Nell’ambito delle attività di formazione e orientamento degli studenti, gli alunni dell’Istituto Superiore “Matteo Raeli” di Noto – indirizzo CAET – presenteranno i progetti realizzati per l’abbattimento delle barriere architettoniche in due luoghi simbolo della città, Piazzale Pantheon e il Museo Civico.

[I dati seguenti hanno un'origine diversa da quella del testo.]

PR #66, opened 2018-03-18
[Experiment] Hide filter header on scroll

frigus02:
## Pre-flight check-list

Before raising a pull request

* [ ] Documentation
* [ ] Unit tests

## Pre-merge check-list

* [ ] Tester approved

### DIFF
--- a/src/components/EventList.js
+++ b/src/components/EventList.js
@@ -1,9 +1,15 @@
 // @flow
 import React from "react";
-import { StyleSheet, SectionList, TouchableOpacity, View } from "react-native";
+import {
+  Animated,
+  StyleSheet,
+  SectionList,
+  TouchableOpacity,
+  View
+} from "react-native";
 import type { SectionBase } from "react-native/Libraries/Lists/SectionList";
+import type { Props as ScrollViewProps } from "react-native/Libraries/Components/ScrollView/ScrollView";
 import formatDate from "date-fns/format";
-
 import EventCard from "./EventCard";
 import Text from "./Text";
 import type { Event, EventDays } from "../data/event";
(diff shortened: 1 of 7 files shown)


frigus02:
I can't seem to get the refresh control working on iOS here. It is hidden behind the header and just won't move down. The suggestion I found on the internet is to use `contentInset` to move the whole list down and `contentOffset` to move the list items back up, but it keeps messing with the initial scroll of the list.

robbiemccorkell:
To be fair we might not actually have a refresh control in the final app, because it might suggest to users that they need to refresh a lot. Another question for UX/D. I imagine we might change the pull to refresh action, into just refreshing every time the app opens or something like that.

frigus02:
Ah, that's good to know. I think I will just park this here until we know from UX if and how scrolling should hide the header. I'm not even sure we want to have this at all, although I strongly vote for it. 🙂

robbiemccorkell:
If you come back to this any time soon, Jun mentioned that he would be interested in having the header shrink the other way on scroll, and show only the "I'm interested in" category filter banner while the user scrolls down.

frigus02:
Cool. I'll have a look next weekend.

JunBadger:
Having had a conversation with @cellyn-tan and @daralthus we think this feature would make a big difference to landscape orientation.

That said, the MVP for this will likely be a sticky header for portrait and non-stick for landscape. It also ties in to a bigger question of whether landscape is adding too much work for the user value. Should we be prioritising landscape against other stories? @andyc84

JunBadger:
Expected behaviour for Event Listing:
'Show me' and Top Date would always appear sticky
Only on scrolling up the secondary filters would appear

screen shot 2018-04-16 at 16 15 15

PR #68, opened 2018-03-21
Update content generation script

robbiemccorkell:
Our script needed updating to generate mock events since we now have far more fields than before.

This will allow us to much easier test filtering logic, and scrolling performance.

## Pre-flight check-list

Before raising a pull request

* [x] Documentation
* ~~Unit tests~~

## Pre-merge check-list

* ~~Tester approved~~


markholland:
Pretty miffed that e2e only got flaky after merging to master. I'll try to find time to address this. Also feel free to increase the function line limit in codeclimate, 25 is the default.

scripts/generate-content/contentful.js
```diff
@@ -0,0 +1,85 @@
...
+const MAX_EVENTS = 150;
+
+const generateEvents = (spaceId, accessToken, count) => {
+  const client = contentful.createClient({
+    accessToken
+  });
+
+  client
+    .getSpace(spaceId)
+    .then(async space => {
```
frigus02: Since we use `async`/`await` here already, I think could make the whole `generateEvents` function `async` and use a try-catch. Up to you, though 🙂

jonyardley:
Conflict 🍔

scripts/generate-content/contentful.js
robbiemccorkell: Good point, done

PR #69, opened 2018-03-24
Adding colours and styles to EvenList page

trcywu:
## Pre-flight check-list

image

Before raising a pull request

* [ ] Documentation
* [ ] Unit tests

## Pre-merge check-list

* [ ] Tester approved


src/components/Text.js
```diff
@@ -84,10 +73,16 @@ const textStyles = {
     fontSize: 14,
     lineHeight: 20
   },
-  xSmall: {
-    fontFamily: "Roboto",
+  price: {
```
robbiemccorkell: With the classes in this component I was kinda trying to follow the names of typographic styles laid out by the designers here: https://app.zeplin.io/project/5a916701f75c524181eebe68/screen/5ab1041c5727d6b45590a18d

It's changed since I last wrote these though. I feel like it might be neater to stick with generic classes like `h1`, `para`, `small` etc and then let components like `Price` that use this component just pick which typographic style it needs. If the styles need to be different from what's available you can pick the closest one and add extra styles through the normal style prop like `<Text style={{includeFontPadding: false}}>`.

It's not really a big deal, just felt conceptually neater to me

src/components/EventList.js
```diff
@@ -28,28 +30,28 @@ type ItemProps = { item: Event };
...
-        endTime={event.fields.endTime[locale]}
-        imageUrl={`https:${
-          getAssetById(event.fields.eventsListPicture[locale].sys.id).fields
-            .file[locale].url
-        }`}
-        isFree={event.fields.isFree[locale]}
-      />
-    </TouchableOpacity>
-  </View>
+  <TouchableOpacity
```
robbiemccorkell: I've started to notice that in most native apps the touchable elements darken when you touch them rather than lighten. I chose TouchableOpacity before I noticed this, but I wonder if we should use `TouchableHighlight` instead and try and find a nice value for it to darken the card when touched.

Doesn't have to change in this PR, just a thought.

robbiemccorkell:
I had a couple of comments that we can always follow up later. So pretty!

src/components/Text.js
frigus02: Yeah. We updated the styles here to match the ones in Zeplin again. Since the first designs are signed off now, I think hope also the text styles are mostly final.

src/components/EventList.js
frigus02: Yeah definitely. Also I would like to use [`TouchableNativeFeedback`](https://facebook.github.io/react-native/docs/touchablenativefeedback.html) on Android.

src/components/Text.js
frigus02: Also `price` and `tabBarItem` are now part of the Typography here: https://app.zeplin.io/project/5a916701f75c524181eebe68/screen/5ab1041c5727d6b45590a18d

trcywu:
@robbiemccorkell yes of course! sorry, wanted to get this PR in before lab tomorrow so that it didn't go stale

src/components/Text.js
robbiemccorkell: Oh I didn't see those. In that case ignore me then. If it matches the design guide I'd say that's fair.

robbiemccorkell:
No worries at all. There's nothing wrong in there. Just small suggestions.

PR #70, opened 2018-03-24
Add guide to reporting bugs to contributions.md

Midnite:
Could change that one link in case we'd rather track issues in Trello or somewhere else instead of github issues.


robbiemccorkell:
That `package-lock` file will have come from an `npm install`. If you delete it, and install dependencies with yarn in the future it won't appear.

Midnite:
@robbiemccorkell Oops, didn't notice that, deleted.

frigus02:
Nice work with the issue template. :+1:

The markdown headlines are a bit messed up. But instead of fixing this, maybe we want to extract this into a file `.github/ISSUE_TEMPLATE.md`. This way users will see it when they create a new issue.

Midnite:
@frigus02 good idea! will do it tomorrow

x4d3:
@frigus02 I've applied the requested change. (fyi @Midnite )

PR #74, opened 2018-03-25
Add instructions to run on a physical iPhone

x4d3:
Describe how to run the app on a physical iPhone


markholland:
This makes no sense for external contributors. Instructions should be for setting up their own free Apple dev account which is probably well documented in many places so a simple link would suffice.

PR #75, opened 2018-03-25
Initial event categories

RGBboy:
Add initial event category filtering functionality (no UI). This will be done by updating the the core state represented as a Set of categories selected. An empty set signifies no filter.

## Pre-flight check-list

Before raising a pull request

* [x] Documentation
* [x] Unit tests


RGBboy:
Had some flow issues so I had to amend. This is my first time using flow so if I have missed anything obvious, don't hesitate to call it out. In particular around optional named values for destructured arguments.

PR #77, opened 2018-03-25
Update Fastlane to latest version and set as minimum version

markholland:
Just keeping this updated as a lot of fixes come in each version.


jonyardley:
conflict 🍔

PR #1440, opened 2026-06-01
guides/test, agentic: make runs deterministic

ruocco:


mengmeiye (approved):
LGTM! Let's wait until CI/CD passes so we get it merged.

PR #1485, opened 2026-06-10
Update p/d validation to handle kustomize configs

rlakhtakia:
This change adds support for Kustomize deployments to the P/D disaggregation validator:

1. Updates the pod inspection selectors to dynamically target pods using the llm-d.ai/guide label, validating both the prefill and decode groups
2. Bypasses static scenario configuration checks to allow validation to succeed across various guide variants.

### DIFF
--- a/llmdbenchmark/smoketests/validators/pd_disaggregation.py
+++ b/llmdbenchmark/smoketests/validators/pd_disaggregation.py
@@ -37,7 +37,13 @@ class PdDisaggregationValidator(BaseSmoketest):
             or ""
         )
 
+        is_kustomize = "kustomize" in context.deployed_methods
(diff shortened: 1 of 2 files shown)


rlakhtakia:
@achandrasekar @liu-cong ptal.

llmdbenchmark/smoketests/validators/pd_disaggregation.py
```diff
@@ -37,7 +37,13 @@ def run_config_validation(
             or ""
         )
 
+        is_kustomize = "kustomize" in context.deployed_methods
```
achandrasekar, line 40: Nit: We might want to deduplicate this logic with base.py so we have this one place.

achandrasekar (approved):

Un lavoro nato dalla collaborazione tra scuola, istituzioni e associazioni, che dimostra come i giovani possano contribuire concretamente a costruire una città più accessibile, moderna e attenta ai bisogni di tutti. L’appuntamento si è svolto ieri alle 10 presso la Sala Gagliardi, dove gli studenti hanno illustrato le tavole progettuali e il percorso svolto. “Investire nei ragazzi – dichiara Corrado Figura Sindaco di Noto – significa investire nel futuro della nostra comunità. Inclusione, partecipazione e progettualità sono i valori su cui continuiamo a costruire la Noto di domani.” L’iniziativa, nata da un incontro promosso a Siracusa dal Csve sui Piani per l’Abbattimento delle Barriere Architettoniche, di cui tutti i Comuni dovrebbero essere dotati, si è sviluppato nell’arco di due anni di lavoro, con il sostegno del dirigente Veneziano, del Sindaco Corrado Figura, della Garante Regionale della Disabilità Carmela Tata, dell’architetto Andrea Ferretti di Peba onlus, dei docenti e studenti dell’Istituto Superiore “Matteo Raeli”, che hanno portato a risultati concreti per l’intera collettività.